Thursday, May 10, 2007

And Of The Other Villains?

Every English teacher I've encountered so far has seen fit to speak disparagingly of Byron, portraying him at best as a free spirit who made numerous mistakes, and at worst as an amoral curmudgeon. While Byron was definitely not a model of morality, religious or otherwise, it strikes me as odd that he would be the bone to chew on, when there are plenty of other grim figures in literary history. Such be the price of fame.

“Nowadays things often start this way, the end at the beginning I mean. In the old days people had to wait years before they were allowed to go to bed and then found out that they didn’t really like each other, it had all been a mirage of their glands. If you start the other way round you won’t need to find out whether you really care.”

[ ... ]

“The whole point is that if you knock a woman about for long enough and get on her nerves and wear her down, there comes a moment when she suddenly feels how silly all this struggling and kicking is, so much ado about nothing.”
--Arthur Koestler, Arrival and Departure

Am I saying that rape should be taboo in literature? Definitely not! But if you're going to bother raving about the amorality of select authors in the first place, at least develop a frame of reference that doesn't make you look a little silly, and a known rapist writing on rape constitutes something 'more' than Byron's semi-solipsistic angst.

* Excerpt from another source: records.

PR #3393, opened 2017-10-26
Optimize MegaPhase

odersky:
#3366 did lose some performance relative to the previous tree transform scheme.

http://dotty-bench.epfl.ch/3366/

shows a loss of about 4% for scalapb and dotty. This PR is trying to get it back by reverting to a scheme close to the previous TreeTransform. We keep the new names, and shorten everything by about 20%, but otherwise rely on a similar dispatch algorithm as before.


odersky:
test performance please

odersky:
test performance please

odersky:
How can I find out what failed?

liufengyun:
@odersky This is a regression of the bench infrastructure. I've reverted the changes on the server to the old code.

liufengyun:
test performance please

liufengyun:
The website is already pushed to github as usual, but seems gh-pages have some problem in publishing it:

https://github.com/liufengyun/bench/tree/gh-pages/3393 

I plan to host the site on our own server instead.

odersky:
test performance please

odersky:
test performance please

odersky:
Tests are still a bit too noisy to be able to isolate effects of changes in details but we are at all-time lows for compile times for Vector, scalpb and dotty, so I'd say it's a success overall.

smarter:
Note that the removal of TreeTransform is likely to have a signficant impact on the benchmark here since you're compiling a thousand lines of code less. Is it possible that the original MegaPhase stuff is slower for dotty just because you were compiling more code?

odersky:
@smarter Yes, removal of TreeTransform is surely a large part of the improvement of dotty. But we see smaller improvements for scalapb and Vector as well.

Postscript -- I've never read Koestler, and don't know much about his themes or literary philosophies. If one wishes to attack Byronian "will to power" or clumsy satire (a la The Vision of Judgement), go to, good fellow; but must we be subjected to these repetitive character studies?

3 responses:

Matt McIntosh said...

I'm a bit confused here. There's surely enough in Byron's *work* that's bad for it to be worth chewing on a bit, given his stature -- his personal life needn't enter into it except insofar as it informs his writing. Koestler on the other hand, no matter bad a person he might have been, kept that out of his writing except in a few cases. Those cases such as _Arrival and Departure_ deserve criticism for their *content*; the fact that it arises from firsthand experience is neither here nor there. Wagner was a dispicable person, but that has nothing at all to do with criticizing his music.

Jake Voorhees said...

That's my point exactly. Even after all these years, there's still a cult of character around Byron. It just struck me as odd that he would be the banner of "bad" authors when there's much "worse" out there.

Matt McIntosh said...

I guess my confusion was just that I think it's justifiable (though disputable) to say that Byron was "worse" than Koestler as judged by their *works*, though not necessarily by their lives. So Koestler being a rapist doesn't really get him off the hook on that score.